▶ Work order
Look below for the lines from the one with "Clean up StructureDefinition.extension" to the one with "When rules are", and copy exactly those lines, both ends included.

*** Opening Extracted information ***

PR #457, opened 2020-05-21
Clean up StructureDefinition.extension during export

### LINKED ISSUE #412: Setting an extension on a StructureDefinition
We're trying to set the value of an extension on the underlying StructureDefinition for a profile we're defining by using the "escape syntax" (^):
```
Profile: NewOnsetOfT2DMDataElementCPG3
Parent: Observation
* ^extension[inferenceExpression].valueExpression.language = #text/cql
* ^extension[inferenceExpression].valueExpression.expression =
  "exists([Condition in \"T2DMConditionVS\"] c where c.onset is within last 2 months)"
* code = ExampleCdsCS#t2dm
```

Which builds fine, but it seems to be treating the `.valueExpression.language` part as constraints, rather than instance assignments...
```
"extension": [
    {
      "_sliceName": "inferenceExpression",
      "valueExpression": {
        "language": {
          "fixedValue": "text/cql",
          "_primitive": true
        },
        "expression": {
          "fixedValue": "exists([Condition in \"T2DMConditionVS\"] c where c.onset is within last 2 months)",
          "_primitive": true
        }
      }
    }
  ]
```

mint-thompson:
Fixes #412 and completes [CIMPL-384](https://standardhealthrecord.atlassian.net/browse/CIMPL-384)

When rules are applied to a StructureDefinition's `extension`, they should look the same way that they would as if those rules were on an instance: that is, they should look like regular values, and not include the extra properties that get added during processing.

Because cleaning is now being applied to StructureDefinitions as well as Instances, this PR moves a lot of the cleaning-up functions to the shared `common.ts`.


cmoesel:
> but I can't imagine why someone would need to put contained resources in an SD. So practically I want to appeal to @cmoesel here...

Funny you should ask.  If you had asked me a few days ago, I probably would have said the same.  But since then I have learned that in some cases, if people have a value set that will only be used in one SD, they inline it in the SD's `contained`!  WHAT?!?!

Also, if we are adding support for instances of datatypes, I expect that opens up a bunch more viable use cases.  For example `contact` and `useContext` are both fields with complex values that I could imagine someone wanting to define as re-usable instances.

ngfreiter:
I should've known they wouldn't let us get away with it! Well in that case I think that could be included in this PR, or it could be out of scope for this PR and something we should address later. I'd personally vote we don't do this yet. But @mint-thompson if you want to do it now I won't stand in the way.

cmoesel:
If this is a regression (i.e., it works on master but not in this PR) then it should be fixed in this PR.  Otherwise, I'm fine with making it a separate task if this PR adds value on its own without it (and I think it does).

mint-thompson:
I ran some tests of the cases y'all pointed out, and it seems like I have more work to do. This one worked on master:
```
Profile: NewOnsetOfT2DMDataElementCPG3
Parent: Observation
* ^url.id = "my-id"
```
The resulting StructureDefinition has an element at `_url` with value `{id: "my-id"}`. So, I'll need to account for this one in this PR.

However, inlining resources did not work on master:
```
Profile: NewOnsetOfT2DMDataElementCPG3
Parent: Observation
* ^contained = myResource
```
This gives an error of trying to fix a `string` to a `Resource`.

*** Closing Extracted information ***

▶ Written answer
Clean up StructureDefinition.extension during export

### LINKED ISSUE #412: Setting an extension on a StructureDefinition
We're trying to set the value of an extension on the underlying StructureDefinition for a profile we're defining by using the "escape syntax" (^):
```
Profile: NewOnsetOfT2DMDataElementCPG3
Parent: Observation
* ^extension[inferenceExpression].valueExpression.language = #text/cql
* ^extension[inferenceExpression].valueExpression.expression =
  "exists([Condition in \"T2DMConditionVS\"] c where c.onset is within last 2 months)"
* code = ExampleCdsCS#t2dm
```

Which builds fine, but it seems to be treating the `.valueExpression.language` part as constraints, rather than instance assignments...
```
"extension": [
    {
      "_sliceName": "inferenceExpression",
      "valueExpression": {
        "language": {
          "fixedValue": "text/cql",
          "_primitive": true
        },
        "expression": {
          "fixedValue": "exists([Condition in \"T2DMConditionVS\"] c where c.onset is within last 2 months)",
          "_primitive": true
        }
      }
    }
  ]
```

mint-thompson:
Fixes #412 and completes [CIMPL-384](https://standardhealthrecord.atlassian.net/browse/CIMPL-384)

When rules are applied to a StructureDefinition's `extension`, they should look the same way that they would as if those rules were on an instance: that is, they should look like regular values, and not include the extra properties that get added during processing.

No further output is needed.